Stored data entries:
++++++++++

Issue #976, opened 2024-10-10
`URL.withUnsafeFileSystemRepresentation` drops trailing backslash even if it is significant on Windows


ahoppen:
```swift
let url = URL(fileURLWithPath: #"C:\"#)
url.withUnsafeFileSystemRepresentation { filePath in
    print(String(cString: filePath! , encoding: .utf8))
}
```

prints `C:`. Dropping the trailing backslash is problematic here because `C:\` is considered a root directory in Windows but `C:` is not (see table of examples in https://learn.microsoft.com/en-us/windows/win32/api/pathcch/nf-pathcch-pathcchisroot).

Issue #977, opened 2024-10-10
`URL.path` includes leading Slash if the URL points to the root directory of a drive on Windows


ahoppen:
```swift
print(URL(fileURLWithPath: #"C:\"#).path)
```

prints `/C:`. It should print `C:\`. 

Also see https://github.com/swiftlang/swift-foundation/issues/976, which is related.

jmschonfeld:
I think this was likely resolved by https://github.com/swiftlang/swift-foundation/pull/964

ahoppen:
It specific about `C:\`. I don't see the issue with non-root URLs

PR #1038, opened 2024-11-08
`URL.path` should not strip trailing slash for root paths on Windows

jrflat:
We should not strip the trailing slash when getting the `fileSystemPath` for `C:\` on Windows, since `C:\` represents the root while `C:` does not. Similarly, we should not strip the trailing slash for any UNC path, since the trailing slash might be root.

Resolves https://github.com/swiftlang/swift-foundation/issues/976 and https://github.com/swiftlang/swift-foundation/issues/977

### DIFF
--- a/Sources/FoundationEssentials/URL/URL.swift
+++ b/Sources/FoundationEssentials/URL/URL.swift
@@ -1349,31 +1349,36 @@ public struct URL: Equatable, Sendable, Hashable {
         }
     }
 
-    private static func windowsPath(for posixPath: String) -> String {
-        let utf8 = posixPath.utf8
-        guard utf8.count >= 4 else {
-            return posixPath
+    private static func windowsPath(for urlPath: String) -> String {
+        let utf8 = urlPath.utf8
+        guard !utf8.starts(with: [._slash, ._slash]) else {
+            // UNC path, don't strip any trailing slash, which might be root
+            return decodeFilePath(urlPath)
         }
         // "C:\" is standardized to "/C:/" on initialization
-        let array = Array(utf8)
-        if array[0] == ._slash,
-           array[1].isAlpha,
-           array[2] == ._colon,
-           array[3] == ._slash {
-            return String(Substring(utf8.dropFirst()))
+        var iter = utf8.makeIterator()
+        guard iter.next() == ._slash,
+              let driveLetter = iter.next(), driveLetter.isAlpha,
+              iter.next() == ._colon,
+              iter.next() == ._slash else {
+            return decodeFilePath(urlPath._droppingTrailingSlashes)
         }
-        return posixPath
+        // Strip trailing slashes from the path, which preserves a root "/"
+        let path = String(Substring(utf8.dropFirst(3)))._droppingTrailingSlashes
+        // Don't include a leading slash before the drive letter
+        return "\(Unicode.Scalar(driveLetter)):\(decodeFilePath(path))"
+    }
+
+    private static func decodeFilePath(_ path: some StringProtocol) -> String {
+        let charsToLeaveEncoded: Set<UInt8> = [._slash, 0]
+        return Parser.percentDecode(path, excluding: charsToLeaveEncoded) ?? ""
     }
 
     private static func fileSystemPath(for urlPath: String) -> String {
-        let charsToLeaveEncoded: Set<UInt8> = [._slash, 0]
-        guard let posixPath = Parser.percentDecode(urlPath._droppingTrailingSlashes, excluding: charsToLeaveEncoded) else {
-            return ""
-        }
         #if os(Windows)
-        return windowsPath(for: posixPath)
+        return windowsPath(for: urlPath)
         #else
-        return posixPath
+        return decodeFilePath(urlPath._droppingTrailingSlashes)
         #endif
     }
 
--- a/Sources/FoundationEssentials/URL/URL.swift
+++ b/Sources/FoundationEssentials/URL/URL.swift
@@ -13,6 +13,10 @@
 public struct URLResourceKey {}
 #endif
 
+#if os(Windows)
+import WinSDK
+#endif
+
 #if FOUNDATION_FRAMEWORK
 internal import _ForSwiftFoundation
 internal import CoreFoundation_Private.CFURL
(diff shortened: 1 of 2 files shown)


jrflat:
@swift-ci please test

jmschonfeld (approved):

Sources/FoundationEssentials/URL/URL.swift
```diff
@@ -1349,31 +1349,36 @@ public struct URL: Equatable, Sendable, Hashable {
         }
     }
 
-    private static func windowsPath(for posixPath: String) -> String {
-        let utf8 = posixPath.utf8
-        guard utf8.count >= 4 else {
-            return posixPath
+    private static func windowsPath(for urlPath: String) -> String {
+        let utf8 = urlPath.utf8
+        guard !utf8.starts(with: [._slash, ._slash]) else {
```
compnerd, line 1354: What about `\\server\share\directory\`? Should that not be `\\server\share\directory`?

Sources/FoundationEssentials/URL/URL.swift
```diff
@@ -1349,31 +1349,36 @@ public struct URL: Equatable, Sendable, Hashable {
...
+            return decodeFilePath(urlPath)
         }
         // "C:\" is standardized to "/C:/" on initialization
-        let array = Array(utf8)
-        if array[0] == ._slash,
-           array[1].isAlpha,
-           array[2] == ._colon,
-           array[3] == ._slash {
-            return String(Substring(utf8.dropFirst()))
+        var iter = utf8.makeIterator()
```
compnerd, line 1359: Can we assert that the path starts with `[._slash, alpha, ._colon, ._slash]`?

Tests/FoundationEssentialsTests/URLTests.swift
```diff
@@ -340,13 +340,39 @@ final class URLTests : XCTestCase {
...
+        XCTAssertEqual(url.path, "C:/")
+        XCTAssertEqual(url.fileSystemPath, "C:/")
+
+        url = URL(filePath: #"\C:\"#, directoryHint: .isDirectory)
+        XCTAssertEqual(url.absoluteString, "file:///C:/")
+        XCTAssertEqual(url.path(), "/C:/")
+        XCTAssertEqual(url.path, "C:/")
+        XCTAssertEqual(url.fileSystemPath, "C:/")
+
+        let base = URL(filePath: #"\d:\path\"#, directoryHint: .isDirectory)
```
compnerd, line 369: Is Foundation supposed to take this path?

Sources/FoundationEssentials/URL/URL.swift
jrflat: Ideally, yeah. I think it gets a bit complicated to make sure we do the right thing for all paths, though. I'm not super familiar with UNC paths, so please correct me if I'm wrong, but I think we could have:

```
\\.\c:\
\\.\BootPartition\
\\server\share\
\\.\server\share\
\\.\UNC\server\share\
```

so we couldn't rely on just stripping after X segments. And it still might be complex to check for `.` or `?` in the first segment since we could have either `driveName` or `server\share` following it.

Do you think we should call `PathIsRootW` to determine whether we should strip the slash? I'm a bit hesitant to do filesystem I/O in `URL.path`, but I think that would get us the correct answer.

Tests/FoundationEssentialsTests/URLTests.swift
jrflat: I think we should handle filePath inputs of `\d:\` and `d:\` equivalently on Windows since both will be standardized to the same RFC URL path.

Sources/FoundationEssentials/URL/URL.swift
compnerd: Yeah, `PathIsRootW` is the right thing to use IMO. `\\.\` paths are device paths, there are also kernel paths `\\?\`. Additionally, you might also encounter a root local path with a `\??\` prefix. For the UNC path, you can also label it via link, e.g. `\\?\UNC\server\share\directory\`.

jrflat:
@swift-ci please test

Sources/FoundationEssentials/URL/URL.swift
jrflat: Switched to checking `PathIsRootW` for non-drive letter paths in [9d325ee](https://github.com/swiftlang/swift-foundation/pull/1038/commits/9d325ee65d411131f89a1ce34349c53e007efd52)

Sources/FoundationEssentials/URL/URL.swift
```diff
@@ -1349,31 +1353,43 @@ public struct URL: Equatable, Sendable, Hashable {
...
-           array[1].isAlpha,
-           array[2] == ._colon,
-           array[3] == ._slash {
-            return String(Substring(utf8.dropFirst()))
+        // There are many flavors of UNC paths, so use PathIsRootW to ensure
+        // we don't strip a trailing slash that represents a root.
+        let path = decodeFilePath(urlPath)
+        return path.replacing(._slash, with: ._backslash).withCString(encodedAs: UTF16.self) { pwszPath in
+            guard !PathIsRootW(pwszPath) else {
+                return path
```
compnerd, line 1376: I think that we still get one path incorrect now: `/S:`. This a non-UNC, drive-relative path. We could either resolve that to an absolute path or return it as `S:`. You can also have a more complex path such as `S:utils\build.ps1` (which I believe would be encoded as `/s:utils/build.ps1`.

jrflat: Yeah, more work definitely needs to be done to support drive-relative paths in `URL`. Currently, `S:utils\build.ps1` is actually treated as a relative path, relative to the current working directory (but not necessarily the cwd of `S:`), so `.path` won't resolve it correctly.

I think we should get the cwd of `S:` during `URL(filePath:)` initialization and use that cwd path as the base URL, then strip `S:` from the relative path. If that sounds good I can open up a follow-on PR, since it'll be slightly more involved than this change to fix `C:\` and other absolute paths' behaviors.

compnerd: I think that we should do some checking if the call needs to be done, but otherwise, this sounds like a good way forward. Doing that in a follow up is totally fine.

compnerd (approved):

++++++++++

Problem: Scan the data for lines containing "still" and copy all of them.

Task solution:
so we couldn't rely on just stripping after X segments. And it still might be complex to check for `.` or `?` in the first segment since we could have either `driveName` or `server\share` following it.
compnerd, line 1376: I think that we still get one path incorrect now: `/S:`. This a non-UNC, drive-relative path. We could either resolve that to an absolute path or return it as `S:`. You can also have a more complex path such as `S:utils\build.ps1` (which I believe would be encoded as `/s:utils/build.ps1`.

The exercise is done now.